With her blonde hair, good looks and svelte figure, she comes across as more of a cover girl than any of the other women who have led European countries, notably Britain and neighbouring Germany.
In fact, it was a photo that made newspaper covers the world over that catapulted her into the international limelight last week - again for the wrong reason.
Her now infamous "selfie" at Mr Nelson Mandela's memorial service sparked debate across the world.
Yet lost in all the sniggering is the fact that Denmark's Prime Minister has the brains for the job to match her beauty.
Born in Rødovre in 1966, she holds a degree in political science from the University of Copenhagen and a master's in policy and public administration from the College of Europe in Belgium. There she met and later married Mr Stephen Kinnock, son of British Labour politicians Neil and Glenys Kinnock. They have two daughters.
Ms Thorning-Schmidt speaks English and French fluently and worked as a Danish trade union consultant in Brussels. She joined the Social Democratic Party in 1993, and was elected to the European Parliament in 1999.
Party members in Denmark elected her to lead them after losing the 2005 election. Six years later, Queen Margrethe appointed Ms Thorning-Schmidt as Prime Minister on Oct 3, 2011, when opposition parties all backed her.
The Danish press has had a field day ever since. Its Ritzau News Agency was quick to point out she is probably the first head of state who, on Google, brings up the word "nogen" - Danish for "naked" - as a top search suggestion, well aware that it need not explain why.
The country's gossip magazines attribute their Prime Minister's good looks to botox, while her passion for handbags costing as much as £9,000 (S$18,400) from Britain's Mulberry fashion house and Denmark's exclusive Winchman Couture is another favourite topic.
Given the marital connection, Britain's press has also got in on her foreign affairs. Last Wednesday, the Daily Mail noted that Mr Kinnock, who is four years younger than his wife, had been living in Davos, Switzerland, while working for the World Economic Forum from 2009 until last year.
Thus, he spent only weekends, about 33 of them a year, in Denmark, the paper said.
That gave him non-resident status, and gave his wife a substantial £40,000 tax break on their £500,000 home in a posh Copenhagen district.
It also led to speculation that Denmark's first gentleman was gay.
Ms Thorning-Schmidt was quick to take offence.
"I can only say it's not true," the Daily Mail reported her as saying. "It's so grotesque."
The Prime Minister has only herself to blame for some of the press though.

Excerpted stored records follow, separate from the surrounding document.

PR #2342, opened 2020-11-25
Make `type()` bases arg only take tuples

carbotaniuman:


coolreader18:
You can call `.borrow_value()` on the tuple to get a `&[PyObjectRef]`, and then use that instead of the PyIterable

coolreader18:
Oh I see, cause it has to be `Vec<PyTypeRef>`. Maybe just `.borrow_value().iter().map(typeref tryfromobject).collect::<PyResult<Vec<PyTypeRef>>()?`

Mr Peter Stanners, a senior journalist at The Copenhagen Post, called her a divisive leader who has cut taxes for Denmark's rich and reversed its strict anti-immigration measures.
Rather than adopt austerity measures to improve the country's economy, she came up with a scheme that some observers found unusual, to say the least. It requires employees to work for 12 minutes extra each day in order to increase productivity.
Perhaps the most revealing tale comes from Mr Freddy Blak, her former boss at the Danish trade confederation, who gave her the Gucci Helle label.
When she asked him why she could not connect with voters, Mr Blak told the American website GlobalPost that he was frank. "I said, 'Helle, you must put your finger in the earth and know the people you are talking to,'" he said. "You can't talk to uneducated people and wear clothes that cost more than they earn in a whole month.'"
She shot back.
"Well, we can't all look like s*** like you."